Athletes’ preparation contains a wide spectrum of exercises that improve muscle capability and do not affect technical skill. This refers to all fitness exercises performed on non-sport specific training machines. Because they have no neuro-muscular similarity to the main competitive exercise, these exercises have no skill transfer and, therefore, are neutral in terms of movement technique. Another type of exercise may be similar to the competitive exercise except for serious discrepancies that have been inserted in the neuro-coordination movement pattern.

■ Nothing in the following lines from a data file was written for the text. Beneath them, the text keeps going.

PR #143, opened 2015-02-08
JS cleanup

mattheu:
Picking this up - https://github.com/fusioneng/Shortcake/pull/103 - there were some great improvements but it wasn't actually working correctly.
- Reverted `this.trigger( 'insert', shortcode );` addition - I couldn't work out what this should be.
- Updated ajax to use wp.ajax and to handle errors.
- Added styles for errors
- Fixed styles not loading.

Thanks for your work on this @iseulde - sorry it took me so long to dig into it a bit more.


danielbachhuber:
:+1:

Issue #106, opened 2015-01-12
Access Media


Danny159:
Have the ability to select a madia file :)

danielbachhuber:
@Danny159 Not sure I follow. Could you explain in greater detail?

Danny159:
Sorrry @danielbachhuber, Have a button next to a text box saying Add Media, where you can then select an image from the Media Library and it puts the URL into the textbox :)

Hope you now understand :)

danielbachhuber:
What if we had a rich textarea that behaved like the normal WordPress editor?

Danny159:
Hmm, Yes I guess you are right... :)

soderlind:
@danielbachhuber not sure if I agree. If I only need to add media, why should I have/see the wp editor?

I'd prefer a field like this (screenshot from the [Admin Page Framework](https://github.com/michaeluno/admin-page-framework)):

![media-file](https://cloud.githubusercontent.com/assets/1649452/6011468/7c30ad0a-ab3c-11e4-8650-a9cfee7d1446.png)

milgrom:
I agree that an add media button would be a great addition to keep things simple for non technical users.  And the rich textarea editor would also be a great addition for situations where it's required.

yumyo:
+++1

danielbachhuber:
Added in #146 as `type=attachment`

PR #146, opened 2015-02-11
Image/Attachment field

mattheu:
I've had a few requests for an image field that doesn't require the whole of fieldmanager for those who don't use it.

@todo Should handle restricting library by file type

See #106


css/sass/shortcode-ui.scss
```diff
@@ -128,3 +132,68 @@
 
 }
 
+
+.edit-shortcode-form .shortcake-attachment-preview {
+
+	width: 150px !important;
+	height: 150px !important;
```
danielbachhuber: Why do we need these `!important`?

dev.php
```diff
@@ -44,8 +49,8 @@
 			// Display label. String. Required.
 			'label' => 'Shortcake Dev',
 
-			// Icon/image for shortcode. Optional. src or dashicons-$icon. Defaults to carrot.
-			'listItemImage' => 'dashicons-editor-quote',
+			// Icon/attachment for shortcode. Optional. src or dashicons-$icon. Defaults to carrot.
+			'listItemAttachment' => 'dashicons-editor-quote',
```
danielbachhuber: Why is this example changing?

inc/fields/class-field-attachment.php
```diff
@@ -0,0 +1,77 @@
...
+	 */
+	public function action_print_media_templates() {
+
+		?>
+
+		<script type="text/html" id="tmpl-fusion-shortcake-field-attachment">
+			<div class="field-block">
+				<label for="{{ data.attr }}">{{ data.label }}</label>
+				<div class="shortcake-attachment-preview attachment-preview attachment">
+					<button id="{{ data.attr }}" class="button button-small add">Select Attachment</button>
```
danielbachhuber: String should be translatable.

inc/fields/class-field-attachment.php
```diff
@@ -0,0 +1,77 @@
...
+	/**
+	 * Initialize Post Fields.
+	 *
+	 * Find all registered shortcode attributes that use the post field and
+	 * store an array with all their args for future reference.
+	 *
+	 * @return null
+	 */
+	public function action_init_post_field() {
+	}
```
danielbachhuber: Do we need this method?

shortcode-ui.php
```diff
@@ -21,11 +21,14 @@
 
 require_once dirname( __FILE__ ) . '/inc/class-shortcode-ui.php';
 require_once dirname( __FILE__ ) . '/inc/fields/class-shortcode-ui-fields.php';
+require_once dirname( __FILE__ ) . '/inc/fields/class-field-attachment.php';
+require_once dirname( __FILE__ ) . '/dev.php';
```
danielbachhuber: Please remove this `/dev.php`

inc/fields/class-field-attachment.php
```diff
@@ -0,0 +1,77 @@
...
+			self::$instance->setup_actions();
+		}
+		return self::$instance;
+	}
+
+	private function setup_actions() {
+
+		add_filter( 'shortcode_ui_fields', array( $this, 'filter_shortcode_ui_fields' ) );
+		add_action( 'admin_enqueue_scripts', array( $this, 'action_admin_enqueue_scripts' ), 100 );
+		add_action( 'print_media_templates', array( $this, 'action_print_media_templates' ) );
```
danielbachhuber: Can we make sure these are only loaded when Shortcode UI is loaded?

bfintal:
+1 to this

roborourke:
+1, the fieldmanager one seems to be broken at the moment anyway

bfintal:
Tested, and works great :+1:

roborourke:
Nice one Matt. Works really well, cheers for adding in the library type feature too

mattheu:
Made a few updates - I think this is good to go.

danielbachhuber:
@mattheu We can probably ditch Fieldmanager media field then, no?

mattheu:
Yes - aside from backwards compatability with anyone using it already.

danielbachhuber:
Looks pretty solid. Only one minor issue #155

Issue #82, opened 2014-12-12
"Insert Element" should be disabled until a Post Element is selected


danielbachhuber:
See screenshot:

![image](https://cloud.githubusercontent.com/assets/36432/5416758/843740c8-81e7-11e4-846e-2db64abe042d.png)

danielbachhuber:
:shipit:

PR #147, opened 2015-02-12
Disable "Insert element" on shortcode selection screen

jitendraharpalani58:
See #82


danielbachhuber:
:money_with_wings: solid work!

PR #149, opened 2015-02-12
Fieldmanager templates not always output

roborourke:
In some cases a plugin might call `wp_enqueue_media()` and its action prior to `wp_enqueue_editor()` - this causes the `print_media_templates` action to run before the Fieldmanager addon can bind to it. The end result is the Fieldmanager templates and js don't get output.


danielbachhuber:
I'm :-1: on this change. See #153

danielbachhuber:
Reverted in 43447cc

Issue #100, opened 2015-01-02
Checkbox always checked


samhermes:
Once a checkbox is checked, it won't allow you to uncheck it. There doesn't seem to be any update to the shortcode if the box is unchecked, so the value remains true no matter what.

danielbachhuber:
Thanks for the report! I have a good sense of what's causing this — we'll try to get it fixed in the next release.

jitendraharpalani58:
@danielbachhuber @samhermes which checkbox is it? 

@samhermes can you please upload a screenshot?

danielbachhuber:
> which checkbox is it?

I think you'll need to create a sample checkbox field

danielbachhuber:
@samhermes Can you confirm the fix?

samhermes:
Confirmed. Thanks guys!

PR #150, opened 2015-02-13
Correct behavior for checkboxes

jitendraharpalani58:
See #100 

@danielbachhuber i have also update `refresh` method because it was throwing JS errors if you try to edit your shortcode. Because, `this.frame` no longer exist after you have inserted the shortcode.


jitendraharpalani58:
Related: https://github.com/fusioneng/fusion-theme/pull/1818

danielbachhuber:
> i have also update refresh method because it was throwing JS errors if you try to edit your shortcode.

Can you submit a PR fix for this next time? Thanks

Issue #1024, opened 2015-12-01
Jarsigner does not support override of the default SignatureAlgorithm and MessageDigestAlgorithm


Dexyon:
Currently the properties of the AndroidSignAndAlign do not allow an override of the 'Signature Algorithm' or 'MessageDigestAlgorithm'.

Overview of the current 'AndroidSignAndAlignDefaults'
```
let AndroidSignAndAlignDefaults = {
    KeystorePath = ""
    KeystorePassword = ""
    KeystoreAlias = ""
    JarsignerPath = "jarsigner"
    ZipalignPath = "zipalign"
```

I have added the follow two parameters via the defaults
```
    SignatureAlgorithm = "SHA1withRSA"
    MessageDigestAlgorithm = "SHA1"
```

Dexyon:
Already merged in the Master

PR #1025, opened 2015-12-01
Allow override of the signature algorithm and message digest algorithm

Dexyon:
Fix for issue discussed in 'Jarsigner does not support override of the default SignatureAlgorithm and MessageDigestAlgorithm'

Fix for: #1024


Dexyon:
Mmm looks like the Travis CI is failing more builds than mine..

PR #1033, opened 2015-12-07
only add relative path prefix if not rooted path

reidev275:
pull request for #1032 MSBuildHelper BuildWebsite fails with invalid OutDir path.


forki:
thx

Negative skill transfer is a very probable outcome of such drills. For instance, extensive paddling in a canoe or kayak with excessive boat resistance can stimulate specific strength endurance but impinges dramatically on movement technique.

Inquisitive readers looking for more detailed information on transfer of motor and technical abilities are referred to a recent book by Bondarchuk (2007) where both theoretical and practical findings are presented.